I can read in the data using st_read or read_sf

```{r}
#| message: false
library(sf)

cejst.sf <- read_sf("data/opt/data/2023/assignment01/cejst_nw.shp")
cejst.st <- st_read("data/opt/data/2023/assignment01/cejst_nw.shp")
```

Reading layer `cejst_nw' from data source 
  `/Users/mattwilliamson/Websites/isdrfall23/assignment/data/opt/data/2023/assignment01/cejst_nw.shp' 
  using driver `ESRI Shapefile'
Simple feature collection with 2590 features and 123 fields (with 19 geometries empty)
Geometry type: MULTIPOLYGON
Dimension:     XY
Bounding box:  xmin: -124.7625 ymin: 41.988 xmax: -111.0435 ymax: 49.00249
Geodetic CRS:  WGS 84

You can inspect the differences between the resulting object classes by calling class

```{r}
#| message: false
library(sf)

class(cejst.sf)
class(cejst.st)
```

[1] "sf"         "tbl_df"     "tbl"        "data.frame"
[1] "sf"         "data.frame"

You’ll notice that using st_read assigns the object to an sf and data.frame class meaning that functions defined for those two classes will work. Alternatively, read_sf assigns the object to sf, tbl_df, tbl, and data.frame classes meaning that a much broader set of functions can be run on the cejst.sf object.
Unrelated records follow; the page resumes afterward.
PR #10115, opened 2022-08-23
#10033 disable Add a Termination button if 2 terminations on L2VPN P2P

### LINKED ISSUE #10033: Disable "Add termination" button for P2P L2VPNs which already have 2 terminations
### NetBox version

v3.3-beta2

### Feature type

### Proposed functionality

Netbox enforces at model level that a P2P L2VPN can only have two terminations.

However in the GUI, if you are viewing a P2P L2VPN e.g. `/ipam/l2vpns/1/`, and it already has 2 terminations, then clicking "Add Termination" still takes you to the Add Termination page, allowing you to fill in termination information. It's only when you try to save it that you're told you can't have more than 2 terminations.

I propose that either you should get an error immediately on clicking the Add Termination button, or that the button should be greyed out (with a tooltip saying that you cannot have more than 2 terminations on a P2P L2VPN)

### Use case

User experience: not prompting the user to enter data which you know in advance will be rejected.

### Database changes

None

### External dependencies

None

arthanson:
### Fixes: #10033 

Disables the "Add a Termination" button if there are already 2 terminations for an L2VPN P2P

### DIFF
--- a/netbox/ipam/models/l2vpn.py
+++ b/netbox/ipam/models/l2vpn.py
@@ -3,6 +3,7 @@ from django.contrib.contenttypes.models import ContentType
 from django.core.exceptions import ValidationError
 from django.db import models
 from django.urls import reverse
+from django.utils.functional import cached_property
 
 from ipam.choices import L2VPNTypeChoices
 from ipam.constants import L2VPN_ASSIGNMENT_MODELS
@@ -67,6 +68,7 @@ class L2VPN(NetBoxModel):
     def get_absolute_url(self):
         return reverse('ipam:l2vpn', args=[self.pk])
 
+    @cached_property
     def can_add_termination(self):
         if self.type in L2VPNTypeChoices.P2P and self.terminations.count() >= 2:
             return False
--- a/netbox/ipam/models/l2vpn.py
+++ b/netbox/ipam/models/l2vpn.py
@@ -67,6 +67,12 @@ class L2VPN(NetBoxModel):
     def get_absolute_url(self):
         return reverse('ipam:l2vpn', args=[self.pk])
 
+    def can_add_termination(self):
+        if self.type in L2VPNTypeChoices.P2P and self.terminations.count() >= 2:
+            return False
+        else:
+            return True
+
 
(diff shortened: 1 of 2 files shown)


netbox/ipam/models/l2vpn.py
```diff
@@ -67,6 +67,12 @@ def __str__(self):
     def get_absolute_url(self):
         return reverse('ipam:l2vpn', args=[self.pk])
 
+    def can_add_termination(self):
```
jeremystretch, line 70: We probably want to wrap this with [`@cached_property`](https://docs.python.org/3/library/functools.html#functools.cached_property) to avoid repeated database queries for each call.

netbox/templates/ipam/l2vpn.html
```diff
@@ -59,7 +59,7 @@ <h5 class="card-header">Terminations</h5>
       </div>
       {% if perms.ipam.add_l2vpntermination %}
         <div class="card-footer text-end noprint">
-          <a href="{% url 'ipam:l2vpntermination_add' %}?l2vpn={{ object.pk }}&return_url={{ object.get_absolute_url }}" class="btn btn-primary btn-sm">
+          <a href="{% url 'ipam:l2vpntermination_add' %}?l2vpn={{ object.pk }}&return_url={{ object.get_absolute_url }}" class="btn btn-primary btn-sm{% if not object.can_add_termination %} disabled{% endif %}"{% if not object.can_add_termination %} aria-disabled="true"{% endif %}>
```
jeremystretch, line 62: Can we simplify this a bit to avoid repeating the `{% if %}` block? I know the HTML is a little ugly but it eliminates the second evaluation. Alternatively, we could repeat the entire button element for better readability (once enable and once disabled).

```suggestion
          <a href="{% url 'ipam:l2vpntermination_add' %}?l2vpn={{ object.pk }}&return_url={{ object.get_absolute_url }}" class="btn btn-primary btn-sm{% if not object.can_add_termination %} disabled" aria-disabled="true{% endif %}">
```

jeremystretch (changes requested):

PR #10116, opened 2022-08-23
#9935 add new wireless choices for interfaces

### LINKED ISSUE #9935: Add 802.11ay and "Other Wireless" interface types
### NetBox version

v3.2.7

### Feature type

Data model extension

### Proposed functionality

I am proposing the addition of two types to the Interface model.

[IEEE 802.11ay](https://en.wikipedia.org/wiki/IEEE_802.11ay) is a defined standard (it's an evolution of 802.11ad, which already exists in the list).

I would also like to propose the addition of some sort of "Other (Wireless)" placeholder type, to enable users to document that an interface is some form of "Wireless" rather than just "Other" (which implies one of the cabled types, rather than an RF interface).

### Use case

802.11ay will benefit anybody who has this kind of equpment.

"Other (Wireless)" will give a user a way to cover any other type of proprietary RF interface that isn't already covered by NetBox (e.g. Siklu 8010 P2P radios, which run in the 70-80GHz E-band spectrum at 10Gbps). Without an "Other (Wireless)" option for Interface Type, the "Other" interface must be used which is treated like a cabled interface rather than an RF one.

### Database changes

Uncertain but suspect nothing major is required here - two new types that are both classified as RF/Wireless instead of Cabled.

### External dependencies

n/a

arthanson:
### Fixes: #9935 

Adds 802.11ay and "Other Wireless" interface types.


netbox/dcim/choices.py
```diff
@@ -790,7 +790,9 @@ class InterfaceTypeChoices(ChoiceSet):
     TYPE_80211AC = 'ieee802.11ac'
     TYPE_80211AD = 'ieee802.11ad'
     TYPE_80211AX = 'ieee802.11ax'
+    TYPE_80211AY = 'ieee802.11ay'
     TYPE_802151 = 'ieee802.15.1'
+    TYPE_OTHER_WIRELESS = 'other-Wireless'
```
jeremystretch, line 795: Raw values for the types should typically be lowercase.

```suggestion
    TYPE_OTHER_WIRELESS = 'other-wireless'
```

jeremystretch (changes requested):
Could you add this type to `WIRELESS_IFACE_TYPES` in `constants.py` too please?

netbox/dcim/choices.py
arthanson: @jeremystretch updated and added to constants.py.  Did generate a migration, but you said it shouldn't have?

jeremystretch: Disregard; the migration is expected because we're referencing the `WIRELESS_IFACE_TYPES` constant from `limit_choices_to` under the WirelessLink model. I've opened #10136 to address this, but this PR is fine as-is.

Issue #8113, opened 2021-12-19
Make slug fields optional for all models


jeremystretch:
### NetBox version

v3.1.1

### Feature type

Change to existing functionality

### Proposed functionality

For all 22 models which currently have a required [slug field](https://docs.djangoproject.com/en/4.0/ref/models/fields/#slugfield), make the field optional and remove the uniqueness requirement. This will make the slug field no longer required in UI forms and REST API serializers.

### Use case

Slugs are no longer used as unique identifiers in NetBox URLs, and no longer serve any native function. #8036 proposed removing slug fields entirely, however some users have expressed opposition to this idea. As an alternative, making slugs optional will preserve their utility for those users while alleviating the undue burden they place on users who do not.

Users who wish to still enforce slugs as required fields can employ simple [custom validation rules](https://netbox.readthedocs.io/en/stable/customization/custom-validation/) to do so.

### Database changes

A migration will be introduced within each app altering all `models.SlugField` instances to set `blank=True`.

candlerb:
I have no objection, except I think they should remain unique (per model).

jeremystretch:
@candlerb please elaborate on why.

candlerb:
If a slug has any value, then it's because it's a unique identifier. If I know object X has slug Y, then I can search for `/foo/?slug=Y` and be sure I get exactly zero or one.

The field already has a unique constraint, so why remove it?  People who don't want to use slugs can set them to null.

kkthxbye-code:
For automation we have the id, which is a unique identifier. So the usecase is a human searchable unique key with constraints regarding charset? And name with a custom constraint is not enough?

sol1-matt:
@kkthxbye-code 
> For automation we have the id, which is a unique identifier. So the use case is a human searchable unique key with constraints regarding charset? And name with custom constraints is not enough?

ID's are good for machines but not as good for people, often automation is building something that humans will look at. 

Example 1
If the automation you are using does something like use templates to create relationships then you end up with a bunch of templates named `123` which are terrible at describing the template itself. The current slug means your unique link between objects is also human readable eg: `the-earth`.

Example 2
In the filter example from @candlerb a human will likely know a slug name but they won't know the id. So using a slug in a filter is straight forward where as using the id will require something to lookup the id. 

I know I've run into this with id's in Netbox and why I've built a lot of automation around slugs, it simplifies things greatly with the same safety.


@candlerb 
> except I think they should remain unique (per model).

[...]

PR #10119, opened 2022-08-23
fixes for #10070 make l2vpn slug unique

### LINKED ISSUE #10070: Slug for L2VPN has no unique constraint
### NetBox version

v3.3.0

### Python version

3.9

### Steps to Reproduce

1. Create a L2VPN with name `Test` and slug `test`
2. Create a L2VPN with name `Test2` and slug `test`

### Expected Behavior

I expect a warning to be displayed when trying to create the second L2VPN with the same slug as the one before. The slug should be an unique attribute. It is unique for other models i.e. Tenants.

### Observed Behavior

The second L2VPN is created without a warning or an error. Two L2VPN with the same slug exist at the same time.

arthanson:
### Fixes: #10070

Adds unique constraint to L2VPN slug field along with max_length.  Note: Would cause issues migrating if someone already has non-unique slugs defined (probably fairly unlikely).


jeremystretch:
Looks like a few of the tests are failing simply because they're creating L2VPNs without slug values:

https://github.com/netbox-community/netbox/blob/deee36651d1a2cf464a2ed2ec932f066d8cbeab7/netbox/ipam/tests/test_api.py#L975-L980

jeremystretch:
@arthanson I've just pushed a tweak to `develop` to add slugs for the affected tests. If you rebase this branch it should pass CI now.

DanSheps:
Would it make sense to make slugs unique but non-required?

jeremystretch:
Every model which includes a `slug` field currently requires that field to be populated. Barring any changes per #8113, let's keep consistent with that.

PR #10137, opened 2022-08-24
Fix SSO signon for SAML with idp

### LINKED ISSUE #10135: SSO doesn't work for SAML accounts that require idp
### NetBox version

v3.3.0

### Python version

3.10

### Steps to Reproduce

1. Setup SAML SSO integration that has idp (see: https://python-social-auth.readthedocs.io/en/latest/backends/saml.html#basic-usage)
2. Use the SSO signin link on the main NetBox login page

### Expected Behavior

The SSO link should work and contain an idp query param

### Observed Behavior

The provider will show an error page as the idp isn't given in the QueryParam

arthanson:
### Fixes: #10135 

SAML signin usually requires passing an idp in the query param, this updates so if doing SAML sign-in and have SOCIAL_AUTH_SAML_ENABLED_IDPS defined it will add those to the sing-in (see screenshot).  Also refactors the auth_backends context to be more extensible.

saml

### DIFF
--- a/netbox/users/views.py
+++ b/netbox/users/views.py
@@ -17,7 +17,7 @@ from social_core.backends.utils import load_backends
 
 from extras.models import ObjectChange
 from extras.tables import ObjectChangeTable
-from netbox.authentication import get_auth_backend_display
+from netbox.authentication import get_auth_backend_display, get_saml_idps
 from netbox.config import get_config
 from utilities.forms import ConfirmationForm
 from .forms import LoginForm, PasswordChangeForm, TokenForm, UserConfigForm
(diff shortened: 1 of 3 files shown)


netbox/users/views.py
```diff
@@ -46,9 +46,18 @@ def get(self, request):
             logger = logging.getLogger('netbox.auth.login')
             return self.redirect_to_next(request, logger)
 
-        auth_backends = {
-            name: get_auth_backend_display(name) for name in load_backends(settings.AUTHENTICATION_BACKENDS).keys()
-        }
+        auth_backends = {}
+        for name in load_backends(settings.AUTHENTICATION_BACKENDS).keys():
```
jeremystretch, line 50: Let's refactor this to add a new backend to `auth_backends` for each IDP. Then we can just iterate through the backends list in the template without the additional complexity of checking for `saml_idps`.

It's probably also worth rewriting `get_auth_backend_display()` to just return the dictionary of display name and icon directly.

jeremystretch (changes requested):

Issue #14550, opened 2023-12-18
Changing Event Rule Action Type only works one way


rodvand:
### Deployment Type

Self-hosted

### NetBox Version

v3.7-beta1

### Python Version

3.8

### Steps to Reproduce

1. Create a webhook (anything goes)
2. Create an Event Rule with Webhook as Action Type and select the new Webhook in the dropdown
3. Save the Event rule
4. Edit the Event rule and try changing the Action Type from Webhook to Script

### Expected Behavior

The changing of the Action Type should change the input field to allow selection of a script.

### Observed Behavior

It does not change. If you do it the other way around, changing from Script to Webhook seems to work as expected.

PR #14566, opened 2023-12-19
14550 fix EventRule HTMX change of action_type

arthanson:
### Fixes: #14550 

@jeremystretch if you can double-check added a get_initial_data to the base view which allows resetting form fields on an HTMX change which I thought would be the most flexible fix.


jeremystretch:
I think there might be a simpler fix for this. Please have a look at #14571 and let me know if I've missed something.

jeremystretch:
Closing this out in favor of #14571

PR #14568, opened 2023-12-20
Add PUBLIC_SWAGGER configuration option

### LINKED ISSUE #14555: Add config option to not expose SWAGGER schemas to unauthenticated users
### NetBox version

3.2

### Feature type

### Proposed functionality

Swagger metadata are by default opened to unauthenticated users.
I'd like to add a configuration option to be able to only expose them to authenticated users.

Even though it's only the metadata (and not read or write operations) public Netbox instances attract a significant amount of "Google traffic" and people experimenting with the API, slowing down Netbox. This is a real world issue we're having at Wikimedia.

An alternative would be to disable it by default (and not configuration option) to keep the config more learn, but this might be a breaking change for existing users.

I already have a working change on https://github.com/XioNoX/netbox/commit/14472c0cf4bc48f066af6da1c8f8b05084bd78d4 (tested on 3.6) so I can send a PR if this is approved.

### Use case

See above.

### Database changes

None.

### External dependencies

None.

XioNoX:
### Fixes: #14555

Swagger metadata are by default opened to unauthenticated users. Add a configuration option to be able to only expose them to authenticated users.

Even though it's only the metadata (and not read or write operations) public Netbox instances attract a significant amount of "Google traffic" and people experimenting with the API, slowing down Netbox.

### DIFF
--- a/docs/configuration/miscellaneous.md
+++ b/docs/configuration/miscellaneous.md
@@ -180,14 +180,6 @@ When determining the primary IP address for a device, IPv6 is preferred over IPv
 
 ---
 
-## PUBLIC_SWAGGER
-
-Default: True
-
-Swagger exposes by default the schemas to unauthenticated users. Set this to False to only expose them to authenticated users.
-
----
-
 ## QUEUE_MAPPINGS
 
 Allows changing which queues are used internally for background tasks.
@@ -242,3 +234,11 @@ This parameter controls how frequently a failed job is retried, up to the maximu
 Default: `0` (retries disabled)
 
 The maximum number of times a background task will be retried before being marked as failed.
+
+---
+
+## SWAGGER_PUBLIC
+
+Default: True
+
+The [REST API](../integrations/rest-api.md) interactive documentation (Swagger) exposes the schemas by default to unauthenticated users. As this UI is ressource intensive, it can be preferable to only expose the schemas to authenticated users, by setting this variable to False. Especially for public instances.
--- a/docs/configuration/miscellaneous.md
+++ b/docs/configuration/miscellaneous.md
@@ -180,6 +180,14 @@ When determining the primary IP address for a device, IPv6 is preferred over IPv
 
 ---
 
+## PUBLIC_SWAGGER
+
+Default: True
+
+Swagger exposes by default the schemas to unauthenticated users. Set this to False to only expose them to authenticated users.
+
+---
+
 ## QUEUE_MAPPINGS
 
 Allows changing which queues are used internally for background tasks.
--- a/netbox/netbox/configuration_example.py
+++ b/netbox/netbox/configuration_example.py
@@ -190,9 +190,6 @@ PLUGINS = []
 #     }
 # }
 
-# Expose the SWAGGER UI schemas to unauthenticated users
-PUBLIC_SWAGGER = True
-
 # Remote authentication support
 REMOTE_AUTH_ENABLED = False
 REMOTE_AUTH_BACKEND = 'netbox.authentication.RemoteUserBackend'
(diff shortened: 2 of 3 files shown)


docs/configuration/miscellaneous.md
```diff
@@ -180,6 +180,14 @@ When determining the primary IP address for a device, IPv6 is preferred over IPv
 
 ---
 
+## PUBLIC_SWAGGER
```
jeremystretch, line 183: I'm going to lightly suggest flipping this to `SWAGGER_PUBLIC`, so that it would fit better with potential future configuration options for Swagger.

docs/configuration/miscellaneous.md
```diff
@@ -180,6 +180,14 @@ When determining the primary IP address for a device, IPv6 is preferred over IPv
...
+
+Default: True
+
+Swagger exposes by default the schemas to unauthenticated users. Set this to False to only expose them to authenticated users.
```
jeremystretch, line 187: This probably needs a bit more context, as the casual reader might not know what Swagger is or where the schemas can be accessed. (Feel free to link to other areas of the documentation.)

netbox/netbox/configuration_example.py
```diff
@@ -190,6 +190,9 @@
 #     }
 # }
 
+# Expose the SWAGGER UI schemas to unauthenticated users
+PUBLIC_SWAGGER = True
+
```
jeremystretch, line 195: We can omit this from the example configuration. It's not meant to be an exhaustive list.

netbox/netbox/settings.py
```diff
@@ -653,6 +653,7 @@ def _setting(name, default=None):
     'VERSION': VERSION,
     'COMPONENT_SPLIT_REQUEST': True,
     'REDOC_DIST': 'SIDECAR',
+    'SERVE_PUBLIC': getattr(configuration, 'PUBLIC_SWAGGER', True),
```
jeremystretch, line 656: The config parameter should first be defined toward the top of `settings.py` for consistency with other parameters, then referenced here.

jeremystretch (changes requested):
Thanks @XioNoX!

netbox/netbox/settings.py
XioNoX: ack, done in the new commit.

netbox/netbox/configuration_example.py
XioNoX: ack, done in the new commit.

docs/configuration/miscellaneous.md
XioNoX: ack, done in the new commit.

jeremystretch (approved):
Thanks @XioNoX!

jeremystretch (changes requested):
Might have jumped the gun on this. The `SERVE_PUBLIC` setting doesn't appear to actually restrict serving the schema. Rather, I believe it has to do with the context in which the schema is rendered.

XioNoX:
I'm not sure I fully understand your comment and what "context" means here. Should I change something else in this PR or does it mean more investigation ?
Thanks

XioNoX:
Hi, @jeremystretch just want to make sure nobody forgot about this :) Or if I can be of any help. Thanks

jeremystretch:
@XioNoX your proposed change does not address #14555, as indicated above. Do you still intend to work on it?

XioNoX:
> @XioNoX your proposed change does not address #14555, as indicated above. Do you still intend to work on it?

Ideally yes, do you have any pointers on the best path for it? Thanks

jeremystretch:
> Ideally yes, do you have any pointers on the best path for it?

I'm sorry, I don't. I'm going to close this PR out as it does not address #14555. You are welcome to submit a new PR if you are able to identify a solution.

PR #14569, opened 2023-12-20
Fix custom script job results while executing the call command

### LINKED ISSUE #14549: Job results are not available when executing custom scripts via the runscript command
### Deployment Type

Self-hosted

### NetBox Version

v3.6.6

### Python Version

3.11

### Steps to Reproduce

1. Create/upload any custom script (e.g. the example script from documentation)
2. Try to execute the script via `runscript` command 
```
/opt/netbox/venv/bin/python /opt/netbox/netbox/manage.py runscript example.NewBranchScript --commit --loglevel debug --data '{"site_name": "testing", "switch_count": 1, "switch_model": 11}'
```

### Expected Behavior

Script is completed and job results are available

### Observed Behavior

Script gets completed, but a KeyError exception gets raised when trying to access the job results
image

It seems that an incorrect name tries to get accessed when the script is ran through the `runscript` command, as compared to running the script via the GUI

image

kprince28:

### DIFF
--- a/netbox/extras/management/commands/runscript.py
+++ b/netbox/extras/management/commands/runscript.py
@@ -114,7 +114,7 @@ class Command(BaseCommand):
         # Create the job
         job = Job.objects.create(
             object=module,
-            name=script.name,
+            name=script.class_name,
             user=User.objects.filter(is_superuser=True).order_by('pk')[0],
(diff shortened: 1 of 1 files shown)


jeremystretch (approved):
Thanks @kprince28!

PR #14580, opened 2023-12-21
Closes #14579: Add user language preference

### LINKED ISSUE #14579: Allow the user to designate a preferred language for UI translation
### NetBox version

v3.7-beta1

### Feature type

New functionality

### Proposed functionality

Introduce a dropdown field on the user preferences form where the user can select their preferred language. If defined, this selection will override the `Accept-Language` request header when determining the language to use.

I'm not sure whether it makes sense to list _all_ of the available languages under [ISO 639 (set 1)](https://en.wikipedia.org/wiki/List_of_ISO_639_language_codes), or just those for which NetBox includes translations (probably the later).

### Use case

This will allow the user to designate a translation language other than what their browser is configured to request. For example, a German-speaking user's browser would typically be configured to prefer German, but they might prefer to work in NetBox using English (as a complete German translation is unavailable).

### Database changes

_No response_

### External dependencies

_No response_

jeremystretch:
### Fixes: #14579

- Declare the list of supported languages in `settings.LANGUAGES` (these are being added)
- Introduce a new UserConfig parameter: `locale.language`
- Extend UserConfigView to set/clear the language cookie depending on the value of this parameter

### DIFF
--- a/netbox/account/views.py
+++ b/netbox/account/views.py
@@ -13,6 +13,7 @@ from django.shortcuts import render, resolve_url
 from django.urls import reverse
 from django.utils.decorators import method_decorator
 from django.utils.http import url_has_allowed_host_and_scheme, urlencode
+from django.utils.translation import gettext_lazy as _
 from django.views.decorators.debug import sensitive_post_parameters
 from django.views.generic import View
 from social_core.backends.utils import load_backends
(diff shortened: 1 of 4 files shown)


DanSheps (approved):
Looks good!

Issue #14672, opened 2024-01-03
Add support for Python 3.12


jeremystretch:
### Proposed Changes

Document and test for Python 3.12 support in addition to 3.10 and 3.11.

### Justification

Declare support for running NetBox v4.0 on Python 3.12. Django 5.0 also [supports Python 3.12](https://docs.djangoproject.com/en/5.0/releases/5.0/#python-compatibility).

PR #14673, opened 2024-01-03
Closes #14638: Drop support for Python 3.8 and 3.9

### LINKED ISSUE #14638: Drop support for Python 3.8 and 3.9
### Proposed Changes

Increase the minimum supported Python version from 3.8 to 3.10. Remove tests for Python <3.10.

### Justification

We'll be adopting Django 5.0 in NetBox v4.0 (see #14637), which [requires Python 3.10 or later](https://docs.djangoproject.com/en/5.0/releases/5.0/#python-compatibility).

Additionally, Python versions earlier than 3.11 are no longer receiving bug fixes per the [Python release cycle](https://devguide.python.org/versions/).

### Impact

NetBox deployments running Python 3.9 or earlier will need to upgrade their Python version to 3.10 or later.

jeremystretch:
### Fixes: #14638

- Remove CI runners for Python 3.8 and 3.9
- Update documented minimum required Python version to 3.10

### DIFF
--- a/.github/workflows/ci.yml
+++ b/.github/workflows/ci.yml
@@ -9,7 +9,7 @@ jobs:
       NETBOX_CONFIGURATION: netbox.configuration_testing
     strategy:
       matrix:
-        python-version: ['3.8', '3.9', '3.10', '3.11']
+        python-version: ['3.10', '3.11']
         node-version: ['14.x']
     services:
       redis:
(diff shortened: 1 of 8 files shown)


arthanson (approved):
Should we add Python 3.12 to this as well to the python-version line?

jeremystretch:
I actually just opened #14672 to track Python 3.12 as a separate initiative. (Wasn't sure if it's going to require any other changes so I wanted to handle it separately.)

markkuleinio:
Note that https://github.com/netbox-community/netbox/blob/feature/upgrade.sh still references Python 3.8

jeremystretch:
@markkuleinio good catch, thanks!

Issue #14637, opened 2023-12-29
Upgrade to Django 5.0


jeremystretch:
### Proposed Changes

Upgrade Django from v4.2 to v5.0.

### Justification

Makes available the [new features provided by Django 5.0](https://docs.djangoproject.com/en/5.0/releases/5.0/).

PR #14675, opened 2024-01-03
14637 update to Django 5

arthanson:
### Fixes: #14637 

Update to use Django 5


netbox/dcim/models/cables.py
```diff
@@ -317,10 +317,14 @@ def clean(self):
...
-        existing_termination = CableTermination.objects.exclude(cable=self.cable).filter(
+        qs = existing_termination = CableTermination.objects.filter(
             termination_type=self.termination_type,
             termination_id=self.termination_id
-        ).first()
+        )
+        if self.cable.pk:
+            qs = qs.exclude(cable=self.cable)
+
+        existing_termination = qs.first()
```
jeremystretch, line 327: Is this change related to supporting Django 5.0? (Also, `existing_termination` is declared twice.)

netbox/dcim/models/devices.py
```diff
@@ -1098,7 +1098,10 @@ def vc_interfaces(self, if_master=True):
 
         :param if_master: If True, return VC member interfaces only if this Device is the VC master.
         """
-        filter = Q(device=self)
+        if self.pk:
+            filter = Q(device=self)
+        else:
+            filter = Q()
```
jeremystretch, line 1104: What prompted this change? Is filtering by None no longer supported? If that's the case I suspect there are many other cases that may need to be updated.

netbox/extras/models/configs.py
```diff
@@ -182,7 +182,7 @@ def get_config_context(self):
 
         if not hasattr(self, 'config_context_data'):
             # The annotation is not available, so we fall back to manually querying for the config context objects
-            config_context_data = ConfigContext.objects.get_for_object(self, aggregate_data=True)
+            config_context_data = ConfigContext.objects.get_for_object(self, aggregate_data=True) or []
```
jeremystretch, line 185: Looks like a potential bug fix? Maybe worth capturing in a separate issue.

netbox/dcim/models/cables.py
arthanson: fixed duplicate assignment. This is from this issue this issue https://forum.djangoproject.com/t/unsaved-model-instances-to-related-filters-in-tests-for-django-5-0/26586/2 from "Passing unsaved model instances to related filters is no longer allowed."

netbox/dcim/models/devices.py
arthanson: this issue https://forum.djangoproject.com/t/unsaved-model-instances-to-related-filters-in-tests-for-django-5-0/26586/2 from "Passing unsaved model instances to related filters is no longer allowed."

netbox/extras/models/configs.py
arthanson: With Django 5 the tests won't pass without this change so included it here.  I wasn't completely sure what change caused this to fail, but it looked like a valid fix so didn't dig into what Django 5 issue caused it.

jeremystretch (approved):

Because the data are in wide format, we can assume that there is only 1 observation for each location (because sf requires that there is a geometry entry for every observation (even if it’s empty)). Probably the easiest way to get the number of observations is:

```{r}
nrow(cejst.sf)
```

[1] 2590

Similarly, if we wanted to know how many attributes are collected for each observation we could use ncol:

```{r}
ncol(cejst.sf)
```

[1] 124

Note that these are really only approximate estimates. There’s usually a lot of extra ID-style columns in spatial data such that the number of columns with useful information is less than the total number of columns, but we won’t worry about that for now.